Segment Open

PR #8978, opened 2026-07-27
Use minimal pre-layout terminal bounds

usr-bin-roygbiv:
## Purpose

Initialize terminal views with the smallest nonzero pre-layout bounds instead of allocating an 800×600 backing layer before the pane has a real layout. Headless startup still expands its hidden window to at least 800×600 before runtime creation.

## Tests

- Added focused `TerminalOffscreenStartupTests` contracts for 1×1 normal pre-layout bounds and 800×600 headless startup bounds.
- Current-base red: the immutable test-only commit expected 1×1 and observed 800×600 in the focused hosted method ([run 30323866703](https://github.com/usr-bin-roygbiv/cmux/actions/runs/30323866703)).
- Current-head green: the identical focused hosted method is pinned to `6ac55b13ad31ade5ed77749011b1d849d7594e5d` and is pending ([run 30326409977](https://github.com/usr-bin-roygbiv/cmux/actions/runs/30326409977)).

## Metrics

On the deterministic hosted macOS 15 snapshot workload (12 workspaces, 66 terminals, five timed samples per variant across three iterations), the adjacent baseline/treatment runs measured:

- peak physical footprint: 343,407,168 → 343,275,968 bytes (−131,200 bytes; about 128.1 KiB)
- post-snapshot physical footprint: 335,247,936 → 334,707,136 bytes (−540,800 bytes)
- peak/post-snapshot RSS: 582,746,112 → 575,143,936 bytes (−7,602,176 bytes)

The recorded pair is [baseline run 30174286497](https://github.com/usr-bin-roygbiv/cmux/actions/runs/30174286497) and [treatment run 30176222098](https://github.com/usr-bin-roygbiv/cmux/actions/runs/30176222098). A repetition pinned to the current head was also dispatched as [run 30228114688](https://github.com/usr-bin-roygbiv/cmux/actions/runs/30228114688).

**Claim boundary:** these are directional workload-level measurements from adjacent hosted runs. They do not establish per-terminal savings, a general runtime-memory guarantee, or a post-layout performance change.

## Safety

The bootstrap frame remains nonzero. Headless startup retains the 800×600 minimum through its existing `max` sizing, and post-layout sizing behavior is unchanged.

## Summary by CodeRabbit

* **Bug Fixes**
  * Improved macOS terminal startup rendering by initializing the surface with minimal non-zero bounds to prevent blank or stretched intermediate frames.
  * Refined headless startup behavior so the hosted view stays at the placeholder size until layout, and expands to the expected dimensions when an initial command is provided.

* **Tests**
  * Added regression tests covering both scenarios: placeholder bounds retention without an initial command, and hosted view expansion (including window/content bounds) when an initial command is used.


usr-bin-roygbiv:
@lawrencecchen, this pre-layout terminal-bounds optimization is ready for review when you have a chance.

Segment Closed
Segment Open

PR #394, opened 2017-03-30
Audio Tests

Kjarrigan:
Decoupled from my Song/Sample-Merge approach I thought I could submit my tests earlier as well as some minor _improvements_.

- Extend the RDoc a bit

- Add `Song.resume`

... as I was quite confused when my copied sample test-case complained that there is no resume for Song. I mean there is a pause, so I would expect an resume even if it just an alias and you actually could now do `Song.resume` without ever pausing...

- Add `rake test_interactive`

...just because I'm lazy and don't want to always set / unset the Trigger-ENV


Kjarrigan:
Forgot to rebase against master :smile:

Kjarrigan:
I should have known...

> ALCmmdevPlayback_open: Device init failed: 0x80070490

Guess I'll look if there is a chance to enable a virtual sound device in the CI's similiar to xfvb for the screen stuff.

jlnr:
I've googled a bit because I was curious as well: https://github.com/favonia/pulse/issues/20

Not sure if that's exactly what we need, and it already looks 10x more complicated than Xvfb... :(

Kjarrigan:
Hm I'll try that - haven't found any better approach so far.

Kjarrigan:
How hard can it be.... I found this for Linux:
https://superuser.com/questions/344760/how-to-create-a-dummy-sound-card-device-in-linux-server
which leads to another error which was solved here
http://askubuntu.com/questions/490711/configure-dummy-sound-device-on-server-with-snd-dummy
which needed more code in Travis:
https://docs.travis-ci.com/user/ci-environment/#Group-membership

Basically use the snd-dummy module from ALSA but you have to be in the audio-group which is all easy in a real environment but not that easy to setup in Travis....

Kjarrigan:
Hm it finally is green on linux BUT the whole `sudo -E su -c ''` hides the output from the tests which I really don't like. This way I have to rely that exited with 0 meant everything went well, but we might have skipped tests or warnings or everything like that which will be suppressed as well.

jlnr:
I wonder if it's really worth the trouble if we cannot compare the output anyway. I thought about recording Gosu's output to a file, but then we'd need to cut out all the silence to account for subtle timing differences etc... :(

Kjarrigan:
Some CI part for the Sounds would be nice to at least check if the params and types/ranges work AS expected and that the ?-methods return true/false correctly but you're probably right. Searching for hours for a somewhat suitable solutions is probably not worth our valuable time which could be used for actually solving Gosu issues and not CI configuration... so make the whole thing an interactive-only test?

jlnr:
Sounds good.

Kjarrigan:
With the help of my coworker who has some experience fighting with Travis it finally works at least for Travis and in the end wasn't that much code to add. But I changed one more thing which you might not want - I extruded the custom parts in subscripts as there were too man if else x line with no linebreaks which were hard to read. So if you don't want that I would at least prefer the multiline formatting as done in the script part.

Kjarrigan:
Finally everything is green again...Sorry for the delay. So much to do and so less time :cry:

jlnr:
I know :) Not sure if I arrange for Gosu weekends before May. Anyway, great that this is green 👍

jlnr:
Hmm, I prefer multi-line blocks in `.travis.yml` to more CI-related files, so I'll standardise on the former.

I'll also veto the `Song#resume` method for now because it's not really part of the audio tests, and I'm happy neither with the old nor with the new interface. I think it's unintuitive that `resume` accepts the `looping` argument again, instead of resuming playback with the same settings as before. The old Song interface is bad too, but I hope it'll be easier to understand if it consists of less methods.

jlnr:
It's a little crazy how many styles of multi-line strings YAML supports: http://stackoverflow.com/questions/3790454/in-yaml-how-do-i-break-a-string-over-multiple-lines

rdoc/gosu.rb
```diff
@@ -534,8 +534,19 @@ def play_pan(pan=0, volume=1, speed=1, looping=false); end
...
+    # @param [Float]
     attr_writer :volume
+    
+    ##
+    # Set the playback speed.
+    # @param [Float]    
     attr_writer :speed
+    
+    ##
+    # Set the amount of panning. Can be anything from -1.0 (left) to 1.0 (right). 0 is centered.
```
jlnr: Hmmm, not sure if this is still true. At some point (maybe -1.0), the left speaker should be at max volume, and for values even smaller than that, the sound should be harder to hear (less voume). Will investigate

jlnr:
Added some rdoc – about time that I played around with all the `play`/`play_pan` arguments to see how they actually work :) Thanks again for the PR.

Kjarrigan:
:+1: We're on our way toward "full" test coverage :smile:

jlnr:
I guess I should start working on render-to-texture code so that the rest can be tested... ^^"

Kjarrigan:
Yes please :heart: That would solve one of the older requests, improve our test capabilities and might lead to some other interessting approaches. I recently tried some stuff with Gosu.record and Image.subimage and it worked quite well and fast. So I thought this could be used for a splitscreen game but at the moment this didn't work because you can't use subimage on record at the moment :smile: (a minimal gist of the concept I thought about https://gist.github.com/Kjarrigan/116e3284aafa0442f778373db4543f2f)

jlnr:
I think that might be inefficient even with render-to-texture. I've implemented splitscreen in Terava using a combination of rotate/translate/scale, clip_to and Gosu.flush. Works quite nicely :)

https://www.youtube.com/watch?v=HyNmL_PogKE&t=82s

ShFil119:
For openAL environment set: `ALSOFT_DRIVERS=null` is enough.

Segment Closed

For each line of the entries that includes "actually", show that line.

... as I was quite confused when my copied sample test-case complained that there is no resume for Song. I mean there is a pause, so I would expect an resume even if it just an alias and you actually could now do `Song.resume` without ever pausing...
Some CI part for the Sounds would be nice to at least check if the params and types/ranges work AS expected and that the ?-methods return true/false correctly but you're probably right. Searching for hours for a somewhat suitable solutions is probably not worth our valuable time which could be used for actually solving Gosu issues and not CI configuration... so make the whole thing an interactive-only test?
Added some rdoc – about time that I played around with all the `play`/`play_pan` arguments to see how they actually work :) Thanks again for the PR.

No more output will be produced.